SHARMINI PERIES: All right, now going after al-Qaeda seems like it’s a good thing to do, you know, when the general public hears about these operations. Tell us, in terms of the political situation on the ground, if there is any relationship between al-Qaeda and the Houthis in Yemen.

MEDEA BENJAMIN: Well, they hate each other, and the situation in Yemen is very complicated, but what we know is that outside intervention is making matters worse. A lot of the young men who joined al-Qaeda — and I know this from having gone there and interviewing them — were people who joined because they were trying to fight their own country’s dictatorship, not because they had anything against the United States. And, as long as the U.S. keeps intervening it’s like a vicious circle and at some point that vicious circle has to stop.
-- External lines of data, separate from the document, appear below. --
PR #19668, opened 2025-11-12
fix(tree-engine): also update in-memory tree when there are attributes in an unwind forkchoice

hai-rise:
This revisits this concern: https://github.com/paradigmxyz/reth/pull/17938#discussion_r2288587824, which is correct!

If we don't unwind the in-memory tree when there are attributes, the newly built payload won't even be added to the tree, due to:
https://github.com/paradigmxyz/reth/blob/01f497bc494203356f8891b2e9dab05282210b28/crates/engine/tree/src/tree/mod.rs#L1360-L1363

For instance, if we are at block 100, and there is a forkchoice that reorgs back to block 80 with attributes to build block 81 immediately, then currently the in-memory tree isn't updated, leading it to reject the new payload 81 because 81 < 100. Then a new forkchoice for block 81 will also be rejected due to:
https://github.com/paradigmxyz/reth/blob/01f497bc494203356f8891b2e9dab05282210b28/crates/engine/tree/src/tree/mod.rs#L659

This would freeze the Sequencer until either:
- A random forkchoice update without attributes arrives, or
- A new payload is called to force-insert payload 81 (which defeats the purpose of the `InsertExecutedBlock` optimisation).

This PR makes it so that the new payload 81 will be accepted immediately, and that the Sequencer can progress with a tight forkchoice-with-attributes loop even when there's a reorg.

### DIFF
--- a/crates/engine/tree/src/tree/mod.rs
+++ b/crates/engine/tree/src/tree/mod.rs
@@ -1125,6 +1125,15 @@ where
             if self.engine_kind.is_opstack() ||
                 self.config.always_process_payload_attributes_on_canonical_head()
             {
+                // We need to effectively unwind the _canonical_ chain to the FCU's head, which is
+                // part of the canonical chain. We need to update the latest block state to reflect
+                // the canonical ancestor. This ensures that state providers and the transaction
+                // pool operate with the correct chain state after forkchoice update processing, and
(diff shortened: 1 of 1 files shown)


mattsse (approved):
ah yes, this should happen before we handle the attributes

The Saudis have to stop their intervention in Yemen, the U.S. has to stop providing the Saudis with weapons and the U.S. has to stop interfering inside Yemen and instead be protecting us from attacks here in the United States. That is a way to de-escalate and to stop more and more Yemenis from joining groups like al-Qaeda.

SHARMINI PERIES: All right, and Medea, finally, just tell us the cost of human suffering in this war that’s going on, the number of people displaced, the number of civilians that are getting killed. This isn’t light, it’s been going on for several years now.

MEDEA BENJAMIN: Well, it’s absolutely catastrophic, with thousands of civilians being killed, and even more importantly is to recognize that the bombing of things like the sewage facility, the water facility, the ports, have meant that there is not enough food coming in, that there is dirty water, and this has caused outbreaks of cholera, it’s caused dysentery and it means that there is a catastrophic, acute malnutrition among the young Yemenis, so that every 10 minutes there is a Yemeni baby that is dying. A totally disastrous situation that is unfortunately at the doorsteps, not only of the Saudis, but the of the United States.

SHARMINI PERIES: And looking ahead, what, in your opinion, could be done to resolve this situation?

MEDEA BENJAMIN: Unfortunately, I think Donald Trump and his administration are going to continue this close reliance with the Saudis. Certainly, the Secretary of State Tillerson has a long-term relationship with the oil industry, the Saudi royal family is actually quite happy with Donald Trump, thinks that he will be supporting them in their ongoing struggles against Iran, including trying to tear up the Iran nuclear deal. So I think we can expect the worst and have to do a lot of work to organize to try to stop this disastrous support for the Saudi regime.

SHARMINI PERIES: All right, Medea, I thank you so much and keep up the good work at Code Pink.

MEDEA BENJAMIN: Thank you.

SHARMINI PERIES: And thank you for joining us on The Real News Network.